*** Data excerpts ***

PR #13932, opened 2021-12-29
Fix remove test user failed on s390x

lemon-suse:
We need logout the test user before remove the test user account. 

- Related ticket: https://progress.opensuse.org/issues/104436
- Needles: N/A
- Verification run: https://openqa.nue.suse.com/tests/7916053#   # online 15SP3
                            https://openqa.nue.suse.com/tests/7916182#step/check_upgraded_service/80  # online 15SP2

### DIFF
--- a/lib/services/users.pm
+++ b/lib/services/users.pm
@@ -190,6 +190,7 @@ sub full_users_check {
         # so we have to change this test to logout and login new user.
         if (is_s390x) {
             logout_and_login($newUser, $pwd4newUser);
+            handle_logout;
         }
         else {
             switch_users;


lib/services/users.pm
```diff
@@ -190,6 +190,7 @@ sub full_users_check {
         # so we have to change this test to logout and login new user.
         if (is_s390x) {
             logout_and_login($newUser, $pwd4newUser);
+            handle_logout;
```
coolgw, line 193: can put 390 logic into func switch_users?

lemon-suse: In fact, we can move this into switch_users, but logout_and_login is not the same meaning of switch users, so it is better to keep the logic outside and judge by is_s390x.

coolgw: Then i suppose logout and remove user should all belong cleanup action?
And this action(logout and remove user) should same on all platform.

lemon-suse: It is another topic, cleanup need to remove user and remove user need logout the user, while we don't know which position failed called the cleanup, so cleanup will be a bit more complicated to think more to enhance while not just combine to use a simple combination function.

coolgw: The reason you add logout here is used for remove user, so why this is another topic?

PR #13933, opened 2021-12-29
Add version_switch_origin_system module to get system version

tinawang123:
Add version_switch_origin_system module to get system version.
We need use correct system version.

- Related ticket: https://progress.opensuse.org/issues/104409
- Verification run: https://openqa.suse.de/tests/7918562#step/patch_sle/59

### DIFF
--- a/schedule/install/offline_spvm_install.yaml
+++ b/schedule/install/offline_spvm_install.yaml
@@ -1,6 +1,8 @@
 name:          offline_spvm_install
 description:    >
     This is prepare install task before migration.
+vars:
+  ORIGIN_SYSTEM_VERSION: '%HDDVERSION%'
 schedule:
   - installation/bootloader
   - installation/welcome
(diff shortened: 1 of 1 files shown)


lemon-suse:
It is not needed to add a module, just set UPGRADE_TARGET_RELEASED_VERSION=1 and UPGRADE_TARGET_VERSION=15-SP2 will fix this issue.

schedule/install/offline_spvm_install.yaml
```diff
@@ -28,6 +30,7 @@ schedule:
   - console/system_prepare
   - console/hostname
   - console/force_scheduled_tasks
+  - migration/version_switch_origin_system
```
rfan1, line 33: I don't understand why you use this function in spvm, any operations done there?

tinawang123:
Close this PR, change to use setting to fix this problem:
UPGRADE_TARGET_RELEASED_VERSION=1 
UPGRADE_TARGET_VERSION=15-SP2

PR #13936, opened 2021-12-29
publiccloud : Die early in case issues with SSH key

asmorodskyi:


lib/publiccloud/instance.pm
```diff
@@ -215,8 +214,14 @@ sub wait_for_ssh
...
             $check_port = 0 if (script_run('nc -vz -w 1 ' . $self->{public_ip} . ' 22', quiet => 1) == 0);
         }
-        elsif ($self->run_ssh_command(cmd => 'sudo journalctl -b | grep -E "Reached target (Cloud-init|Default|Main User Target)"', proceed_on_failure => 1, quiet => 1, username => $args{username}) =~ m/Reached target.*/) {
-            return $duration;
+        else {
+            my $output = $self->run_ssh_command(cmd => 'sudo journalctl -b | grep -E "Reached target (Cloud-init|Default|Main User Target)"', proceed_on_failure => 1, username => $args{username});
+            if ($output =~ m/Reached target.*/) {
+                return $duration;
+            }
+            elsif ($output =~ m/Permission denied (publickey).*/) {
```
grisu48, line 222: I'd move this check to https://github.com/os-autoinst/os-autoinst-distri-opensuse/blob/master/lib/publiccloud/instance.pm#L86 to apply it everywhere we use `run_ssh_command` instead of only here.

grisu48 (commented):
One comment, the rest looks good.

lib/publiccloud/instance.pm
asmorodskyi: good idea , I will follow up

asmorodskyi: ok after checking the code I change my mind . I think current place is better than what you suggesting . There are two reasons for this . 
1. This check does not make sense to do on every call. This failure never appear in the middle of the test . It was always the case that something is broken from very first call. If setup done correctly we can not get this error 
2. Moving this code into `run_ssh_command` assume injecting this logic into this code : 
```
  if ($args{timeout} == 0) {
        # Run the command and don't wait for it - no output nor returncode here
        script_run($ssh_cmd, %args);
    } elsif ($rc_only) {
        # Increase the hard timeout for script_run, otherwise our 'timeout $args{timeout} ...' has no effect
        $args{timeout} += 2;
        # Pipe both the standard and error output serial for debug purposes
        $ssh_cmd .= " >/dev/$serialdev 2>&1";
        # Run the command and return only the returncode here
        my $ret = script_run($ssh_cmd, %args, quiet => 0);
        die("Timeout on $ssh_cmd") unless (defined($ret));
        return $ret;
    } else {
        # Run the command, wait for it and return the output
        return script_output($ssh_cmd, %args);
    }
```
ofc this is possible but I just don't see how it can be done nicely because we have 3 way of execution so we will need to duplicate such check 3 times or we need to extract return code processing out which IMO is bad idea . 

Taking into account this 2 point I vote for keeping this check where I put it

grisu48 (approved):
LGTM!

tjyrinki:
This is WIP maybe, or ready for another review? The subject mentions only one of the commits.

asmorodskyi:
I mess up my branch while rebasing :( cherry-picking changes and opening new PR with the same content ...

asmorodskyi:
https://github.com/os-autoinst/os-autoinst-distri-opensuse/pull/14076

PR #13938, opened 2021-12-30
Add extra wait_quit_zypper after s390x boot up

coolgw:
Add extra wait_quit_zypper after s390x boot up

- Related ticket: https://progress.opensuse.org/issues/104439
- Needles: na
- Verification run: https://openqa.suse.de/tests/7926824
NOTE: can not easy reproduce this issue with my fix after around 20 runs, current VR only show no side effect for exist test.

### DIFF
--- a/lib/utils.pm
+++ b/lib/utils.pm
@@ -1349,6 +1349,33 @@ sub _handle_login_not_found {
     die "unknown error, system couldn't boot. Detailed bootup log:\n$error_details";
 }
 
+=head2 _handle_firewall
+
+ _handle_firewall();
+
+Internal helper function used by C<reconnect_mgmt_console>.
+
+=cut
+sub _handle_firewall {
+    select_console 'root-console';
+    return if script_run("iptables -S | grep 'A input_ext.*tcp.*dport 59.*-j ACCEPT'", 30) == 0;
+    wait_quit_zypper;
+    my $ret;
+    my $max_num = 3;
+    # Sometimes wait_quit_zypper still not wait enough timeout
+    for (1 .. $max_num) {
+        $ret = zypper_call("in susefirewall2-to-firewalld", exitcode => [0, 7]);
+        if ($ret == 7) {
+            record_info('The ZYPP library is still locked, wait more seconds');
+            wait_quit_zypper;
+        } else {
+            last;
+        }
+    }
+
+    susefirewall2_to_firewalld();
+}
+
 =head2 reconnect_mgmt_console
 
  reconnect_mgmt_console([timeout => $timeout]);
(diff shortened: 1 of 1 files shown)


lib/utils.pm
```diff
@@ -1407,7 +1407,19 @@ sub reconnect_mgmt_console {
...
-                    zypper_call("in susefirewall2-to-firewalld");
+                    my $ret;
+                    my $max_num = 3;
+                    # Sometimes wait_quit_zypper still not wait enough timeout
+                    for (my $i = 1; $i < $max_num + 1; $i = $i + 1) {
+                        $ret = zypper_call("in susefirewall2-to-firewalld", exitcode => [0, 7]);
+                        if ($ret == 7) {
+                            record_info('The ZYPP library is still locked, wait more seconds');
+                            wait_quit_zypper;
+                            next;
```
hjluo, line 1418: No need to next here.

coolgw: thansk! fixed.

rfan1:
sed -i s/s390/s390x/g

lib/utils.pm
```diff
@@ -1349,6 +1349,33 @@ sub _handle_login_not_found {
...
+ _handle_firewall();
+
+Internal helper function used by C<reconnect_mgmt_console>.
+
+=cut
+sub _handle_firewall {
+    select_console 'root-console';
+    if (script_run("iptables -S | grep 'A input_ext.*tcp.*dport 59.*-j ACCEPT'", 30) != 0) {
+        wait_quit_zypper;
+        my $ret;
```
rfan1, line 1363: Is it a bug on s390x?
why locked there if no active daemon?

coolgw: not bug, this is caused by firewall upgrade

lemon-suse (approved):

lib/utils.pm
```diff
@@ -1349,6 +1349,33 @@ sub _handle_login_not_found {
...
+            $ret = zypper_call("in susefirewall2-to-firewalld", exitcode => [0, 7]);
+            if ($ret == 7) {
+                record_info('The ZYPP library is still locked, wait more seconds');
+                wait_quit_zypper;
+            } else {
+                last;
+            }
+        }
+        susefirewall2_to_firewalld();
+    }
```
okurz, line 1376:
```suggestion
    return if script_run("iptables -S | grep 'A input_ext.*tcp.*dport 59.*-j ACCEPT'", 30) == 0;
    wait_quit_zypper
    my $ret;
    my $max_num = 3;
    # Sometimes wait_quit_zypper still not wait enough timeout
    for (1 .. $max_num) {
        $ret = zypper_call("in susefirewall2-to-firewalld", exitcode => [0, 7]);
        if ($ret == 7) {
            record_info('The ZYPP library is still locked, wait more seconds');
            wait_quit_zypper;
        } else {
            last;
        }
    }
    susefirewall2_to_firewalld();
```

rfan1 (approved):

rfan1:
One more comment,  when return code is 7:

           The ZYPP library is locked, e.g. packagekit is running.

Can we also add it into our consideration?

coolgw:
> One more comment, when return code is 7:
> 
> ```
>        The ZYPP library is locked, e.g. packagekit is running.
> ```
> 
> Can we also add it into our consideration?

Base our failed case log this is not caused by packagekit.

PR #13939, opened 2021-12-31
xfstests: Mark skip test as pass and enrich summary info

SeroSun:
To make pass rate comparable between beta1 and other milestone. Change to mark skip to skip tests instead of softfail. And skip cases could also been distinguished. Because only fail and skip case could show in result.
Also enrich summary a little bit with some status information.

- Verification run: https://openqa.suse.de/tests/7939131

### DIFF
--- a/tests/xfstests/generate_report.pm
+++ b/tests/xfstests/generate_report.pm
@@ -61,7 +61,7 @@ sub analyze_result {
             my $test_time = $3;
             (my $test_path = $test_name) =~ s/-/\//;
             $test_num += 1;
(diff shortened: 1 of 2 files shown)


lansuse:
There are only two “skip" and the others are ”pass" in your VR. So the result should be "pass" but got "failed"

SeroSun:
> There are only two “skip" and the others are ”pass" in your VR. So the result should be "pass" but got "failed"

Fixed, let me mark skip tes result as skip to have a try.

lansuse:
LGTM

PR #13940, opened 2021-12-31
Fix the failures in CC syscall test case

Amrysliu:
For syscall test, the test cases that need to be run are not the same
in different arches. So we need to compare the result with the correct
one.

Relate: https://progress.opensuse.org/issues/104235
Verify run: 
         https://openqa.suse.de/tests/7929245#  [aarch64]
         https://openqa.suse.de/tests/7929244#  [x86_64]
         https://openqa.suse.de/tests/7929262#   [s390x]

### DIFF
--- a/lib/audit_test.pm
+++ b/lib/audit_test.pm
@@ -14,6 +14,7 @@ use strict;
 use warnings;
 use testapi;
 use utils;
+use Utils::Architectures;
 use Mojo::File 'path';
 use Mojo::Util 'trim';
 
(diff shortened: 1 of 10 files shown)


lilyeyes:
Why renamed cases' name? e.g., s/fail_safe/fail-safe/

lilyeyes:
I think there may be a MR accordingly, is it?

lib/audit_test.pm
```diff
@@ -64,12 +65,22 @@ sub run_testcase {
...
+
+    # For syscall test case, different arch has different baseline file,
+    # so we need to upload the correct file
+    if ($testcase eq 'syscalls') {
+        $baseline_file = $baseline_file . '.' . get_var('ARCH');
+    }
+    else {
+        $baseline_file = "baseline_run.log";
+    }
+    upload_logs("$baseline_file", (log_name => "$testcase-baseline_run.log"));
```
rfan1, line 83: $baseline_file = $baseline_file . '.' . get_var('ARCH') if ($testcase eq 'syscalls') ;
can work as well right?

lilyeyes (approved):
LGTM after discussed offline as all my Qs were anwered.

rfan1:
LGTM

jouyingbin:
@Amrysliu would you also attach the MR link in the description as there are many changes in MR related to this PR? But it's up to you.

jouyingbin (approved):
LGTM

PR #13941, opened 2021-12-31
Calculate delay and wait for services

lpalovsky:
With newest updates, there is a delay introduced to service start 
after fencing. Current test does not account for that and fails 
because cluster services are not starting. This PR introduces 
mechanism to calculate this delay and waits before starting services.

- Related ticket: https://jira.suse.com/browse/TEAM-5386
- Verification run:
  - Offline migration: https://mordor.suse.cz/tests/2183#dependencies
  - 2node cluster: https://mordor.suse.cz/tests/2145#dependencies
  - 3node cluster: https://mordor.suse.cz/tests/2148#dependencies
  - diskless SBD: https://mordor.suse.cz/tests/2187#dependencies


ricardobranco777 (approved):
LGTM

PR #13860, opened 2021-12-13
Fix disk usage check in validate_btrfs

grisu48:
The _sanity_test_btrfs routine in `validate_btrfs` check if the disk is
not full, but omits some corner cases. This commit changes the behaviour
to accept all disk filling values below 90%.

- Related ticket: https://progress.opensuse.org/issues/102377
- Verification run: [Tumbleweed](https://openqa.opensuse.org/t2083483) | [SLES15-SP3](https://openqa.suse.de/t7845664) | [SLES15](https://openqa.suse.de/t7845665) | [SLES12-SP5](https://openqa.suse.de/t7845680)

PR #13943, opened 2022-01-03
validate_btrfs: fix regex to make 9% a valid usage level

DimStar77:
Fix issue introduced with https://github.com/os-autoinst/os-autoinst-distri-opensuse/pull/13860

- Related ticket: https://progress.opensuse.org/issues/104559
- Needles: N/A
- Verification run: https://openqa.opensuse.org/tests/2119621

### DIFF
--- a/tests/containers/validate_btrfs.pm
+++ b/tests/containers/validate_btrfs.pm
@@ -39,7 +39,7 @@ sub _sanity_test_btrfs {
     assert_script_run "btrfs fi df $dev_path/btrfs/";
     assert_script_run "ls -td $dev_path/btrfs/subvolumes/* | head -n 1 > $btrfs_head";
     # Ensure the var partition has at least 10% free space
-    validate_script_output "df -h | grep var", sub { m/\/dev\/x?[v,s]d[a-z].+ [0-8][0-9]?%/ };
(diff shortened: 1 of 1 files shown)


asmorodskyi (approved):
LGTM

tests/containers/validate_btrfs.pm
```diff
@@ -39,7 +39,7 @@ sub _sanity_test_btrfs {
     assert_script_run "btrfs fi df $dev_path/btrfs/";
     assert_script_run "ls -td $dev_path/btrfs/subvolumes/* | head -n 1 > $btrfs_head";
     # Ensure the var partition has at least 10% free space
-    validate_script_output "df -h | grep var", sub { m/\/dev\/x?[v,s]d[a-z].+ [0-8][0-9]?%/ };
+    validate_script_output "df -h | grep var", sub { m/\/dev\/x?[v,s]d[a-z].+ [1-8]?[0-9]%/ };
```
asmorodskyi, line 42: I think initial assumption was that values lower than 10 will have format `09` which not the case after all ...

DimStar77: I we prefer, I can write it as `[0-8]?[0-9]%`, which would cater for 09%; but in any case, the important thing is to have the `?` after the first digit, not the 2nd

***

▶ _Required work_
Scan the material above for the string "installation". Return each line where it occurs.

▶ _Solution below_
   - installation/bootloader
   - installation/welcome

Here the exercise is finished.